Briefly: I want to be able to have “press or say (number)”, with Asterisk listening for a spoken number, but accepting a DTMF digit, too.

I’m posting everything I found so far, here, partly to show working, but also in case anyone else finds it useful. So, moving on….

This looked hopeful for a moment until I realised that it doesn’t do DTMF:
https://wiki.asterisk.org/wiki/display/AST/Asterisk+15+Application_SpeechBackground

So then there’s https://wiki.asterisk.org/wiki/display/AST/Asterisk+15+Application_Record, which can terminate on any DTMF key with “y”, but according to the docs, “RECORD_STATUS” only sets a flag of “DTMF” (A terminating DTMF
was received (‘#’ or ‘*’, depending upon option ‘t’)). So, I don’t get to know which key was pressed via that method, either.

There’s very little information I can find about the built-in functions for speech recognition. https://wiki.asterisk.org/wiki/display/AST/Speech+Recognition+API
doesn’t actually explain how to integrate the actual speech engines.

In this previous forum post, https://community.asterisk.org/t/asterisk-15-jack-streams-speech-recognition-so-many-questions/72108/2
, jcolp explained that most people don’t use the speech interface anyway, because
“Asterisk modules are written in C, and it’s more difficult to do things in that fashion. Using the Record and ship it off using Python, etc, is just easier and gets the job done for a lot of people to where they find it acceptable. So, AGI it is! But I’m still stuck on how I record for speech AND get a DTMF if it was dialled.

Regarding speech in general, even “Asterisk – The Definitive Guide” just says:

“Asterisk does not have speech recognition built in, but there are many third-party speech recognition packages that integrate with Asterisk.

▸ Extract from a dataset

PR #379, opened 2026-03-16
Fix: Low performance for lz4 decompression

### LINKED ISSUE #326: Performance regression for lz4 decompression after version version 4.0.1
I noticed that the LZ4 decompression via hdf5plugin 4.1.0 and later is much slower than with hdfplugin 4.0.1, while the compression speed is very similar. I would have expected a substantial speedup when using version 5.0 with update to lz4 1.10 with the new multithreaded decompression (or is that not used at all)., but the decompression speed for 4.1.x and 5.0 seems to be the same:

Much of that is outside of the scope of this book, as those applications are external to Asterisk” – helpful!

The speech-rec mailing list at http://lists.digium.com/pipermail/asterisk-speech-rec/ hasn’t been posted to since 2013

Someone else asked about speech recognition and unimrcp in this post:
http://lists.digium.com/pipermail/asterisk-users/2017-February/290875.html

uniMCRP https://mojolingo.com/blog/2015/speech-rec-asterisk-get-started/
http://www.unimrcp.org/manuals/html/AsteriskManual.html#_Toc424230605
This has a Google Speech Recogniser plugin, but it’s $50 per channel http://www.unimrcp.org/gsr

*Reasons to use Lex over Google TTS*
• Has just been released in eu-west-1:
https://forums.aws.amazon.com/ann.jspa?annID=5186
• Supports 8KHz telepony https://forums.aws.amazon.com/ann.jspa?annID=4775
• Is in the core AWS SDK
http://docs.aws.amazon.com/AWSJavaScriptSDK/latest/AWS/LexRuntime.html
• Has a number slot type:
http://docs.aws.amazon.com/lex/latest/dg/built-in-slot-number.html
– this means no accidental recognition of “won”, “one” or “juan” instead of 1!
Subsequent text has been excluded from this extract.